TRY IT: In the records, each line holding "https" must be reported.

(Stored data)
___

PR #104, opened 2023-02-13
Extend log line length limits

mikaylathompson:

### Description
We realized we were encountering an issue where log lines were being truncated. The default haproxy limit is 1024 characters [0], and once that is addressed, the default for syslog is a limit of 2048 characters [1].  Both of these can be increased to about 64K (64*1024) characters.

While we're very possibly going to hit further issues with that down the road, for now this limit is longer than any of the logs we're generating while running the Opensearch Benchmark workloads (max seems to be about 20k characters).

[0] https://cbonte.github.io/haproxy-dconv/1.7/configuration.html#3.1-log
[1] https://support.hpe.com/hpesc/public/docDisplay?docId=c03271127

I also threw in two python code linting fixes.

### Testing
Manually tested with my docker setup.

### Check List


chelma (approved):
LGTM, thanks!

okhasawn (approved):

___

TASK OUTPUT:
[0] https://cbonte.github.io/haproxy-dconv/1.7/configuration.html#3.1-log
[1] https://support.hpe.com/hpesc/public/docDisplay?docId=c03271127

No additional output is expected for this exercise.